_Material for this task_.
- Opening Delimiter -
PR #734, opened 2016-06-16
arm64: config: disable msm_performance

oshmoun:
with the latest PowerHAL changes, msm_performance shouldn't be needed
and can be put to rest.


kholk:
OK to MERGE :+1: 

rqbalance replaces msm_performance.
- Closing Delimiter -
_Directions_.
Write out the records again, exactly as given.

_Solved exercise_.
PR #734, opened 2016-06-16
arm64: config: disable msm_performance

oshmoun:
with the latest PowerHAL changes, msm_performance shouldn't be needed
and can be put to rest.


kholk:
OK to MERGE :+1: 

rqbalance replaces msm_performance.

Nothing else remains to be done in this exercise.